Quantum Sensing of Broadband Spin Dynamics and Magnon Transport in Antiferromagnets

TL;DR

This paper demonstrates optically detecting antiferromagnetic resonance and magnon transport in layered van der Waals antiferromagnets up to 24 GHz, revealing new capabilities of quantum spin sensors for high-frequency magnetic phenomena.

Contribution

First experimental demonstration of optically detected AFMR in layered van der Waals antiferromagnets and analysis of magnon transport using quantum spin sensors.

Findings

AFMR spectroscopy characterizes exchange fields and anisotropies.

Magnon transport observed over tens of micrometers.

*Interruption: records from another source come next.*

PR #1487, opened 2025-08-06
fix: move rate limit message to happen inside the RateCounter

edgurgel:

Changes so that RateCounter can detect that a limit has been crossed so that we log once instead of whenever an event (in this case a RealtimeChannel join) happens.

I've also changed to only increment a join when it's not being rate limited. 

We can apply the same solution to other limits we currently have like limit of events, presence events, etc

We log every time a `RealtimeChannel` join has failed due to the rate limit of joins been reached

## What is the new behavior?

We log once when the limit it crossed and we won't log again until the average has decreased enough to be below the limit.

## Additional context

### DIFF
--- a/lib/realtime/rate_counter/rate_counter.ex
+++ b/lib/realtime/rate_counter/rate_counter.ex
@@ -34,6 +34,7 @@ defmodule Realtime.RateCounter do
             tick_ref: nil,
             idle_shutdown: @idle_shutdown,
             idle_shutdown_ref: nil,
+            limit: %{log: false},
             telemetry: %{
               event_name: [@app_name] ++ [:rate_counter],
               measurements: %{sum: 0},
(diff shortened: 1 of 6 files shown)


filipecabaco (approved):

lib/realtime/rate_counter/rate_counter.ex
```diff
@@ -49,6 +50,12 @@ defmodule Realtime.RateCounter do
           tick_ref: reference(),
           idle_shutdown: integer() | :infinity,
           idle_shutdown_ref: reference(),
+          limit: %{
+            log: boolean(),
+            value: integer(),
+            triggered: boolean(),
+            log_fn: (-> term())
```
filipecabaco, line 57: could this hurt us by being a function?

edgurgel: I don't think so? We could change to be `log: [:error, "message here", metadata]` and call Logger from inside. I think a function here is fine though.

Detection efficiency increases with frequency.

Abstract

Optical detection of magnetic resonance using quantum spin sensors (QSS) provides a spatially local and sensitive technique to probe spin dynamics in magnets. However, its utility as a probe of antiferromagnetic resonance (AFMR) remains an open question. We report the first experimental demonstration of optically detected AFMR in layered van der Waals antiferromagnets (AF) up to frequencies of 24 GHz. We leverage QSS spin relaxation due to low-frequency magnetic field fluctuations arising from collective dynamics of magnons excited by the uniform AFMR mode. First, through AFMR spectroscopy we characterize the intrinsic exchange fields and magnetic anisotropies of the AF. Second, using the localized sensitivity of the QSS we demonstrate magnon transport over tens of micrometers. Finally, we find that optical detection efficiency increases with increasing frequency. This showcases the dual capabilities of QSS as detectors of high frequency magnetization dynamics and magnon transport, paving the way for understanding and controlling the magnetism of antiferromagnets.